[Stored items from a collection]:
--- --- ---

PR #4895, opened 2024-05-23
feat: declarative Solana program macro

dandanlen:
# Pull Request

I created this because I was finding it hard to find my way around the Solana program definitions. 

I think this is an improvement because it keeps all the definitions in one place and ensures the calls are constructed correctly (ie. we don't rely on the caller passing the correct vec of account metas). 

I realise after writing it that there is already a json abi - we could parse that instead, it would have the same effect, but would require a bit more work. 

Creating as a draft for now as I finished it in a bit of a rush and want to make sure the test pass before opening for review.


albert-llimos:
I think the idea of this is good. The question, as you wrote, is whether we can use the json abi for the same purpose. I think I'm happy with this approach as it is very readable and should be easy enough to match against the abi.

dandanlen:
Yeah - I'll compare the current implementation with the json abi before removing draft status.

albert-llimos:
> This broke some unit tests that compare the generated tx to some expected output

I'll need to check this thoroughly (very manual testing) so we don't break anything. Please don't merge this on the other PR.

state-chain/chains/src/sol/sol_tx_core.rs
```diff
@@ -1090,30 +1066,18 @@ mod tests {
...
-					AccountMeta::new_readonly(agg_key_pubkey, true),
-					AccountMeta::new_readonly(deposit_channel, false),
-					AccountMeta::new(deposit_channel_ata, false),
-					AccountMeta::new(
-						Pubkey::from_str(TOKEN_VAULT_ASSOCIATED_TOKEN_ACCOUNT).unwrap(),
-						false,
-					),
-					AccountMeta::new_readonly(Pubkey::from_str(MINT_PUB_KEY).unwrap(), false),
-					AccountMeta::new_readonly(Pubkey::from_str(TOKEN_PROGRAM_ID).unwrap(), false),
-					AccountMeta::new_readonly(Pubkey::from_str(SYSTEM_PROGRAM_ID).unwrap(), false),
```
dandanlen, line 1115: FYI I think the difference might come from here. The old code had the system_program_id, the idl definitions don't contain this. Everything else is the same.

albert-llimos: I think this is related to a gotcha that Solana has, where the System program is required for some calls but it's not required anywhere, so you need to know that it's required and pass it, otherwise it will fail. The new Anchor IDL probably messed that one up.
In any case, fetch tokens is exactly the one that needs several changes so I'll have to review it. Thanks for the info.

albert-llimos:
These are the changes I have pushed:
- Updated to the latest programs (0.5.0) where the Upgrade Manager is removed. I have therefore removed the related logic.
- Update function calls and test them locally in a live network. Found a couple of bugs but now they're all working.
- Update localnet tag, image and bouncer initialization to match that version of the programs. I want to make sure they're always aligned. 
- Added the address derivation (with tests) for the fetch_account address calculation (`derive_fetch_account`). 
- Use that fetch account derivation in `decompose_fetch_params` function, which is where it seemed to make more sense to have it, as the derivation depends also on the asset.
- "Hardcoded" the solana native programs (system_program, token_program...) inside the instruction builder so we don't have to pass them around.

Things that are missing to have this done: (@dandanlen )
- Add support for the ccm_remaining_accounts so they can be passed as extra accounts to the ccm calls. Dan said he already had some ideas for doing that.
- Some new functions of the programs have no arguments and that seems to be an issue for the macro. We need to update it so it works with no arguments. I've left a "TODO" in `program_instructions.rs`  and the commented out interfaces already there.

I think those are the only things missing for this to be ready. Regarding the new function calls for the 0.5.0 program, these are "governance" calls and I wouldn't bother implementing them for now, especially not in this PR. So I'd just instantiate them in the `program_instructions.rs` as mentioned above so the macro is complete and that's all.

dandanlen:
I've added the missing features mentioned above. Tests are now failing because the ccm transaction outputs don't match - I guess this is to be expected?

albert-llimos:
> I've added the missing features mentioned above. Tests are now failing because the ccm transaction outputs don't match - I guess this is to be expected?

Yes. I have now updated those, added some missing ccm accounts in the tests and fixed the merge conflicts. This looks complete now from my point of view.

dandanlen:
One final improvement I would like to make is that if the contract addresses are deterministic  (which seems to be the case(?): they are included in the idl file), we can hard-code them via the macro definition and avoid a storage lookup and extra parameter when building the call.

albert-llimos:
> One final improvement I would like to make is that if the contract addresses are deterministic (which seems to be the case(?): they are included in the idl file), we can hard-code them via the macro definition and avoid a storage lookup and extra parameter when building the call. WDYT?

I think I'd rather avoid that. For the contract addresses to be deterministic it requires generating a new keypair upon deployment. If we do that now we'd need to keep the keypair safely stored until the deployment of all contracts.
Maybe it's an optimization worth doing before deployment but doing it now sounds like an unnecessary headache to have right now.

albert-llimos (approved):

--- --- ---

[What is required]: Retype all of the data exactly, so that nothing differs from what is given.

[Task answer]:
PR #4895, opened 2024-05-23
feat: declarative Solana program macro

dandanlen:
# Pull Request

I created this because I was finding it hard to find my way around the Solana program definitions. 

I think this is an improvement because it keeps all the definitions in one place and ensures the calls are constructed correctly (ie. we don't rely on the caller passing the correct vec of account metas). 

I realise after writing it that there is already a json abi - we could parse that instead, it would have the same effect, but would require a bit more work. 

Creating as a draft for now as I finished it in a bit of a rush and want to make sure the test pass before opening for review.


albert-llimos:
I think the idea of this is good. The question, as you wrote, is whether we can use the json abi for the same purpose. I think I'm happy with this approach as it is very readable and should be easy enough to match against the abi.

dandanlen:
Yeah - I'll compare the current implementation with the json abi before removing draft status.

albert-llimos:
> This broke some unit tests that compare the generated tx to some expected output

I'll need to check this thoroughly (very manual testing) so we don't break anything. Please don't merge this on the other PR.

state-chain/chains/src/sol/sol_tx_core.rs
```diff
@@ -1090,30 +1066,18 @@ mod tests {
...
-					AccountMeta::new_readonly(agg_key_pubkey, true),
-					AccountMeta::new_readonly(deposit_channel, false),
-					AccountMeta::new(deposit_channel_ata, false),
-					AccountMeta::new(
-						Pubkey::from_str(TOKEN_VAULT_ASSOCIATED_TOKEN_ACCOUNT).unwrap(),
-						false,
-					),
-					AccountMeta::new_readonly(Pubkey::from_str(MINT_PUB_KEY).unwrap(), false),
-					AccountMeta::new_readonly(Pubkey::from_str(TOKEN_PROGRAM_ID).unwrap(), false),
-					AccountMeta::new_readonly(Pubkey::from_str(SYSTEM_PROGRAM_ID).unwrap(), false),
```
dandanlen, line 1115: FYI I think the difference might come from here. The old code had the system_program_id, the idl definitions don't contain this. Everything else is the same.

albert-llimos: I think this is related to a gotcha that Solana has, where the System program is required for some calls but it's not required anywhere, so you need to know that it's required and pass it, otherwise it will fail. The new Anchor IDL probably messed that one up.
In any case, fetch tokens is exactly the one that needs several changes so I'll have to review it. Thanks for the info.

albert-llimos:
These are the changes I have pushed:
- Updated to the latest programs (0.5.0) where the Upgrade Manager is removed. I have therefore removed the related logic.
- Update function calls and test them locally in a live network. Found a couple of bugs but now they're all working.
- Update localnet tag, image and bouncer initialization to match that version of the programs. I want to make sure they're always aligned. 
- Added the address derivation (with tests) for the fetch_account address calculation (`derive_fetch_account`). 
- Use that fetch account derivation in `decompose_fetch_params` function, which is where it seemed to make more sense to have it, as the derivation depends also on the asset.
- "Hardcoded" the solana native programs (system_program, token_program...) inside the instruction builder so we don't have to pass them around.

Things that are missing to have this done: (@dandanlen )
- Add support for the ccm_remaining_accounts so they can be passed as extra accounts to the ccm calls. Dan said he already had some ideas for doing that.
- Some new functions of the programs have no arguments and that seems to be an issue for the macro. We need to update it so it works with no arguments. I've left a "TODO" in `program_instructions.rs`  and the commented out interfaces already there.

I think those are the only things missing for this to be ready. Regarding the new function calls for the 0.5.0 program, these are "governance" calls and I wouldn't bother implementing them for now, especially not in this PR. So I'd just instantiate them in the `program_instructions.rs` as mentioned above so the macro is complete and that's all.

dandanlen:
I've added the missing features mentioned above. Tests are now failing because the ccm transaction outputs don't match - I guess this is to be expected?

albert-llimos:
> I've added the missing features mentioned above. Tests are now failing because the ccm transaction outputs don't match - I guess this is to be expected?

Yes. I have now updated those, added some missing ccm accounts in the tests and fixed the merge conflicts. This looks complete now from my point of view.

dandanlen:
One final improvement I would like to make is that if the contract addresses are deterministic  (which seems to be the case(?): they are included in the idl file), we can hard-code them via the macro definition and avoid a storage lookup and extra parameter when building the call.

albert-llimos:
> One final improvement I would like to make is that if the contract addresses are deterministic (which seems to be the case(?): they are included in the idl file), we can hard-code them via the macro definition and avoid a storage lookup and extra parameter when building the call. WDYT?

I think I'd rather avoid that. For the contract addresses to be deterministic it requires generating a new keypair upon deployment. If we do that now we'd need to keep the keypair safely stored until the deployment of all contracts.
Maybe it's an optimization worth doing before deployment but doing it now sounds like an unnecessary headache to have right now.

albert-llimos (approved):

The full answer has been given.